[EXERCISE GOAL]:
The whole listing is to be repeated exactly. Add nothing.

[INPUT RECORDS]:
== Segment start ==
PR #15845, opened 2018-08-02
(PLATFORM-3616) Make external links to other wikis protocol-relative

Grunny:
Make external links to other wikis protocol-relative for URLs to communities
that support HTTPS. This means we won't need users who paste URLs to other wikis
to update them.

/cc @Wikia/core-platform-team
== Segment end ==
[ANSWER SECTION]:
PR #15845, opened 2018-08-02
(PLATFORM-3616) Make external links to other wikis protocol-relative

Grunny:
Make external links to other wikis protocol-relative for URLs to communities
that support HTTPS. This means we won't need users who paste URLs to other wikis
to update them.

/cc @Wikia/core-platform-team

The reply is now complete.